PR #842, opened 2026-08-25
feat(desktop): author URL actions on worksheets and dashboards

myu404:
## What

Adds a `url` mode to the `author-action` tool so it can create **URL (hyperlink) actions**, alongside the existing parameter and set actions.

The action is written as a legacy `<action>` element carrying a `<link expression=...>` payload — the shape Tableau classifies as a URL action. (A hand-authored `<command>`-based hyperlink is instead classified as an unknown action type and does nothing.) Supported options:

- **Worksheet source**, **dashboard source** (with optional `<exclude-sheet>` opt-outs), or a worksheet scoped within a dashboard
- Open target: default, browser, or a specific dashboard zone
- Field substitution via `<[Field Name]>` in the URL, with optional URL-encoding

## What it resolves

- **No first-class URL action before this.** There was no supported way to author a URL action; the only workaround produced an action Tableau did not recognize as a URL action, so it silently did nothing. This emits the correct `<link>` shape and verifies it on readback.
- **Source miscategorization.** Worksheet, dashboard, and story names share one namespace. Passing a dashboard name as `sourceWorksheet` (or a worksheet name as `sourceDashboard`) is now rejected up front with guidance to use the correct field. This prevents emitting an invalid `<source worksheet='<dashboard>'>` that Tableau accepts on apply but errors on when the action is later opened for editing.

## Tests

- New unit tests in `authorAction.test.ts` cover the emitted `<link>` shape (worksheet / dashboard / combined sources, browser and specific-zone targets, URL-encoding), duplicate and caption-collision detection, raw-vs-escaped URL handling, and both source-miscategorization rejections.
- Full suite green; the tool-surface byte-budget and emitted-reference guards are updated to match.


src/tools/desktop/authoring/datasource/authorAction.ts
```diff
@@ -492,6 +670,129 @@ function renderSetAction({
...
+    const linkTag = block.match(/<link\b[^>]*>/)?.[0];
+    if (linkTag === undefined) {
+      return false;
+    }
+    const linkExpression = getAttr(linkTag, 'expression');
+    if (linkExpression === undefined) {
+      return false;
+    }
+    // A double-escaped expression (e.g. &amp;lt;[City]&amp;gt;) means a field reference
+    // degraded into a literal string. It still round-trips through unescapeXml back to the
```
lauren-jacksonSFDC: ✨ _Lauren's code review bot:_ ✨

The rationale here is inaccurate. `unescapeXml` only unescapes one level, so a double-escaped readback like `expression='...&amp;lt;[City]&amp;gt;'` becomes `...&lt;[City]&gt;` — not the caller's raw `...<[City]>`. So the equality check on line 764 (`unescapeXml(linkExpression) === expression`) already returns `false` for that input *without* this guard; it can't "falsely report success." And because line 169 rejects any pre-escaped input, the only reachable `expression` is raw, which can never round-trip back through a double-escaped stored value.

**Why this matters:** the comment tells a maintainer tracing a URL-action readback failure that the plain equality would falsely succeed, which is impossible for the reachable (raw) inputs. Either restate the guard's real purpose (an explicit belt-and-suspenders rejection of the double-escape signature) or drop it as redundant with line 764.

src/tools/desktop/authoring/datasource/authorAction.ts
```diff
@@ -492,6 +670,129 @@ function renderSetAction({
   );
 }
 
+// A URL action is the legacy <action> tag whose payload is a <link> (NOT a
+// <command>): monolith GetActionType classifies it URL(3) iff IsLink() is true and
```
lauren-jacksonSFDC: ✨ _Lauren's code review bot:_ ✨

A few of the new comments lean on monolith internals a tableau-mcp reader can't resolve and that rot silently — the unlinked, renumber-prone kind the comment standard steers away from. Worth stating the contract directly and moving the monolith symbols/rationale to the PR description:

- `:674` (here) — `GetActionType` / `IsLink()` / `URL(3)`
- `:737` — `Unknown(0)` / `URL(3)`, plus "the agent used to hand-author" (change narration)
- `:259` — `GetWorksheet -> AsWorksheet()` and hex code `0x5CCCC2BD`
- `authorAction.test.ts:653` — "the exact type-0 failure mode"
- `authorAction.test.ts:953` — "the 0x5CCCC2BD reproduction"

+ + + + +

■ WORK TO BE COMPLETED: Nothing should be left out when the listing is retyped exactly.

■ WRITTEN ANSWER:
PR #842, opened 2026-08-25
feat(desktop): author URL actions on worksheets and dashboards

myu404:
## What

Adds a `url` mode to the `author-action` tool so it can create **URL (hyperlink) actions**, alongside the existing parameter and set actions.

The action is written as a legacy `<action>` element carrying a `<link expression=...>` payload — the shape Tableau classifies as a URL action. (A hand-authored `<command>`-based hyperlink is instead classified as an unknown action type and does nothing.) Supported options:

- **Worksheet source**, **dashboard source** (with optional `<exclude-sheet>` opt-outs), or a worksheet scoped within a dashboard
- Open target: default, browser, or a specific dashboard zone
- Field substitution via `<[Field Name]>` in the URL, with optional URL-encoding

## What it resolves

- **No first-class URL action before this.** There was no supported way to author a URL action; the only workaround produced an action Tableau did not recognize as a URL action, so it silently did nothing. This emits the correct `<link>` shape and verifies it on readback.
- **Source miscategorization.** Worksheet, dashboard, and story names share one namespace. Passing a dashboard name as `sourceWorksheet` (or a worksheet name as `sourceDashboard`) is now rejected up front with guidance to use the correct field. This prevents emitting an invalid `<source worksheet='<dashboard>'>` that Tableau accepts on apply but errors on when the action is later opened for editing.

## Tests

- New unit tests in `authorAction.test.ts` cover the emitted `<link>` shape (worksheet / dashboard / combined sources, browser and specific-zone targets, URL-encoding), duplicate and caption-collision detection, raw-vs-escaped URL handling, and both source-miscategorization rejections.
- Full suite green; the tool-surface byte-budget and emitted-reference guards are updated to match.


src/tools/desktop/authoring/datasource/authorAction.ts
```diff
@@ -492,6 +670,129 @@ function renderSetAction({
...
+    const linkTag = block.match(/<link\b[^>]*>/)?.[0];
+    if (linkTag === undefined) {
+      return false;
+    }
+    const linkExpression = getAttr(linkTag, 'expression');
+    if (linkExpression === undefined) {
+      return false;
+    }
+    // A double-escaped expression (e.g. &amp;lt;[City]&amp;gt;) means a field reference
+    // degraded into a literal string. It still round-trips through unescapeXml back to the
```
lauren-jacksonSFDC: ✨ _Lauren's code review bot:_ ✨

The rationale here is inaccurate. `unescapeXml` only unescapes one level, so a double-escaped readback like `expression='...&amp;lt;[City]&amp;gt;'` becomes `...&lt;[City]&gt;` — not the caller's raw `...<[City]>`. So the equality check on line 764 (`unescapeXml(linkExpression) === expression`) already returns `false` for that input *without* this guard; it can't "falsely report success." And because line 169 rejects any pre-escaped input, the only reachable `expression` is raw, which can never round-trip back through a double-escaped stored value.

**Why this matters:** the comment tells a maintainer tracing a URL-action readback failure that the plain equality would falsely succeed, which is impossible for the reachable (raw) inputs. Either restate the guard's real purpose (an explicit belt-and-suspenders rejection of the double-escape signature) or drop it as redundant with line 764.

src/tools/desktop/authoring/datasource/authorAction.ts
```diff
@@ -492,6 +670,129 @@ function renderSetAction({
   );
 }
 
+// A URL action is the legacy <action> tag whose payload is a <link> (NOT a
+// <command>): monolith GetActionType classifies it URL(3) iff IsLink() is true and
```
lauren-jacksonSFDC: ✨ _Lauren's code review bot:_ ✨

A few of the new comments lean on monolith internals a tableau-mcp reader can't resolve and that rot silently — the unlinked, renumber-prone kind the comment standard steers away from. Worth stating the contract directly and moving the monolith symbols/rationale to the PR description:

- `:674` (here) — `GetActionType` / `IsLink()` / `URL(3)`
- `:737` — `Unknown(0)` / `URL(3)`, plus "the agent used to hand-author" (change narration)
- `:259` — `GetWorksheet -> AsWorksheet()` and hex code `0x5CCCC2BD`
- `authorAction.test.ts:653` — "the exact type-0 failure mode"
- `authorAction.test.ts:953` — "the 0x5CCCC2BD reproduction"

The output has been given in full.